Find the line with "I'm starting to" in the records below. Copy it and every line after it, up to and including the line with "In terms of".

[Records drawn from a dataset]
····················
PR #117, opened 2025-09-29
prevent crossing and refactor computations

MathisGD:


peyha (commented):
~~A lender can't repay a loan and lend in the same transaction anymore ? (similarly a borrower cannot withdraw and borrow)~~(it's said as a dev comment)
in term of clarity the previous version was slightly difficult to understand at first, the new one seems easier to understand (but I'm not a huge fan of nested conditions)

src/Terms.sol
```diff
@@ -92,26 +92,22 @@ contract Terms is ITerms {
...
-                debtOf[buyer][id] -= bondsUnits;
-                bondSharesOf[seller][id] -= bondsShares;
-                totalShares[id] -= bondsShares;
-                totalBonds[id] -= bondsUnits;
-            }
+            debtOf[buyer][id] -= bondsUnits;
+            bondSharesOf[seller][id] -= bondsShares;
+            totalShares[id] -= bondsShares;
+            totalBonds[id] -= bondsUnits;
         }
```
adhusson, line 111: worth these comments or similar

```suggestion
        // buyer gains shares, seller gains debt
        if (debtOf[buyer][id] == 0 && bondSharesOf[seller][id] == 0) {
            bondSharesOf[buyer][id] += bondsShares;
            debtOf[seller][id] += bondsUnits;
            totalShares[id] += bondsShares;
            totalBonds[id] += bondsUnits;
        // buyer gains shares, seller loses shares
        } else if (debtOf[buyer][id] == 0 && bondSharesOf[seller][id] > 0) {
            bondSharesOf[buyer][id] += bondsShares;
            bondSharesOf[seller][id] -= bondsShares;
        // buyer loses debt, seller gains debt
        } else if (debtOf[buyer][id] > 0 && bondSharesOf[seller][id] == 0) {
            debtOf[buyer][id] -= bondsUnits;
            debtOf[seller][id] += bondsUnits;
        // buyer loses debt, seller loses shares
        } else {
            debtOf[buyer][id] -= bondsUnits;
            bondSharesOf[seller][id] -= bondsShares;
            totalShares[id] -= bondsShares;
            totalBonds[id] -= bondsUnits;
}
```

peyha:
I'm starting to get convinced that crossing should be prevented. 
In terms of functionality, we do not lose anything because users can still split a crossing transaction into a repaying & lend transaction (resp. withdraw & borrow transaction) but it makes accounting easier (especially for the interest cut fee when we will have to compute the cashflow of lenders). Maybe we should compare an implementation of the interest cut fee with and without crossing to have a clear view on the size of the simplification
····················
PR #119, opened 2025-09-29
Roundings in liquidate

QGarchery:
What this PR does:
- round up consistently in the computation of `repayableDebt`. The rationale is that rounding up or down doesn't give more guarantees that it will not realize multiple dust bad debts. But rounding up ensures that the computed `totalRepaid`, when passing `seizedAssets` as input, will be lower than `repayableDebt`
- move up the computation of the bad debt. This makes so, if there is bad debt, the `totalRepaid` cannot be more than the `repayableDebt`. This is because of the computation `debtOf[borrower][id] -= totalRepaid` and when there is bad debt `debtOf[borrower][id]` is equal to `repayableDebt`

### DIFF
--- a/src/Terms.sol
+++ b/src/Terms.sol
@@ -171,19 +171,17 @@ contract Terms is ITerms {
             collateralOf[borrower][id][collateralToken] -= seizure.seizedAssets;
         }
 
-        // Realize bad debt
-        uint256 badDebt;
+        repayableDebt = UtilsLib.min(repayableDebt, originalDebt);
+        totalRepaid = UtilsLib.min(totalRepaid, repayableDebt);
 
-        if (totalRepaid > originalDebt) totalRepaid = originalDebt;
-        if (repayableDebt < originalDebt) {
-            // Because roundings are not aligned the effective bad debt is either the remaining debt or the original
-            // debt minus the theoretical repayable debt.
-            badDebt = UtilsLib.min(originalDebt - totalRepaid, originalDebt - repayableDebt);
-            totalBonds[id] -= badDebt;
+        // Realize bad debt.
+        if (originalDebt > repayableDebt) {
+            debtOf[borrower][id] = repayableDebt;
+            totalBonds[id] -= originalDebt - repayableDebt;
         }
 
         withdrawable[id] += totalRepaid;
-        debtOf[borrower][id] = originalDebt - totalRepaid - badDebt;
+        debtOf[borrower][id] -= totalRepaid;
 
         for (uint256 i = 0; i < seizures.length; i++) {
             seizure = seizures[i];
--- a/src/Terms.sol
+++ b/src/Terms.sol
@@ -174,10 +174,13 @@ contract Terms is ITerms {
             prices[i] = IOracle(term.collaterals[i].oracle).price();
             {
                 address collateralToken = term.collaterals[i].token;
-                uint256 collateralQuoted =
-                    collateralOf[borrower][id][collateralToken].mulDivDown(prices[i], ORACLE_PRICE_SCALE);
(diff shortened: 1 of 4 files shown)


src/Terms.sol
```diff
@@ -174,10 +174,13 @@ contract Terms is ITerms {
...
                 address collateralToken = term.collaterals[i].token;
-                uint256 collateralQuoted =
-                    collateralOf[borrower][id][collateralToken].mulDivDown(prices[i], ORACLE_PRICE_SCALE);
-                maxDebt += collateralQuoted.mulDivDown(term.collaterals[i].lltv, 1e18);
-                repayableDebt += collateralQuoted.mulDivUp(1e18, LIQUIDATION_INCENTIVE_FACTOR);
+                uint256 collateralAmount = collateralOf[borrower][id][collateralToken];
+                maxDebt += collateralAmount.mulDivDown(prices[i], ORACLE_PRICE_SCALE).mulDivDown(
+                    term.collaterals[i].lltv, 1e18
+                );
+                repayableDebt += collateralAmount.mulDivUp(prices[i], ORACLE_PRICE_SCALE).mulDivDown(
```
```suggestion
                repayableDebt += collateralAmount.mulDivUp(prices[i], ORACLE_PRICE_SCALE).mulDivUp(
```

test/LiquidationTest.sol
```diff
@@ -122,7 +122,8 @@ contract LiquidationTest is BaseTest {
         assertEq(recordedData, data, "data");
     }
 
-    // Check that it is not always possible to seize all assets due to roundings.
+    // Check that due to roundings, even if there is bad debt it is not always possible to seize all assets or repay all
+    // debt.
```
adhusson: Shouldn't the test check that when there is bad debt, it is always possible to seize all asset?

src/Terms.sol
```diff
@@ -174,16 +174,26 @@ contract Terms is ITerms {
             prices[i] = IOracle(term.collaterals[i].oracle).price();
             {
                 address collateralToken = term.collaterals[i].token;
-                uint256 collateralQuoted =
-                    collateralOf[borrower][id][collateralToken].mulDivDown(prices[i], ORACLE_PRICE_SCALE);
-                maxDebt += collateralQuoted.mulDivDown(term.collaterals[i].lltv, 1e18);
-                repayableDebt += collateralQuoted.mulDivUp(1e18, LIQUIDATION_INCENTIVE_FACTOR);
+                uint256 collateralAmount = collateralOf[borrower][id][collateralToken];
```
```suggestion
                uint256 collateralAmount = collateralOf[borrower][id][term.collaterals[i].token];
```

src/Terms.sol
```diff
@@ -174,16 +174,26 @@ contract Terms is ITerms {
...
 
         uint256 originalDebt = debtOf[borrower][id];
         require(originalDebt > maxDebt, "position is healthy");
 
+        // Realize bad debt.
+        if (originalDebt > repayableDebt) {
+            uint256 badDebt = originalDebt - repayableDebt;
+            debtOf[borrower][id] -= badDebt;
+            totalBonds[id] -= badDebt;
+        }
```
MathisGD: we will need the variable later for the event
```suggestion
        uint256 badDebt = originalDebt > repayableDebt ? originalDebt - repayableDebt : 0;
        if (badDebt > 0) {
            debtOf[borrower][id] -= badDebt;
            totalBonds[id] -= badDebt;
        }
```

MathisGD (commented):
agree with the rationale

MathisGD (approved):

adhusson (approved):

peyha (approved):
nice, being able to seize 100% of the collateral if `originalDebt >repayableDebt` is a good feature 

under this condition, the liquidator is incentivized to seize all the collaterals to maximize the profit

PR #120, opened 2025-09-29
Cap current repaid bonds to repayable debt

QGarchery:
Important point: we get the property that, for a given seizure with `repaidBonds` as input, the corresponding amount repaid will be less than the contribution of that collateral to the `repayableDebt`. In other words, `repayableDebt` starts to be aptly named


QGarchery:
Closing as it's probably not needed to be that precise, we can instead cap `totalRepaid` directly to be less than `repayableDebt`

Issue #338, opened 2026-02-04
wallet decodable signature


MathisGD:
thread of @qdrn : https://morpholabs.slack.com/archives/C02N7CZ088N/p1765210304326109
····················
**Written answer**.
I'm starting to get convinced that crossing should be prevented. 
In terms of functionality, we do not lose anything because users can still split a crossing transaction into a repaying & lend transaction (resp. withdraw & borrow transaction) but it makes accounting easier (especially for the interest cut fee when we will have to compute the cashflow of lenders). Maybe we should compare an implementation of the interest cut fee with and without crossing to have a clear view on the size of the simplification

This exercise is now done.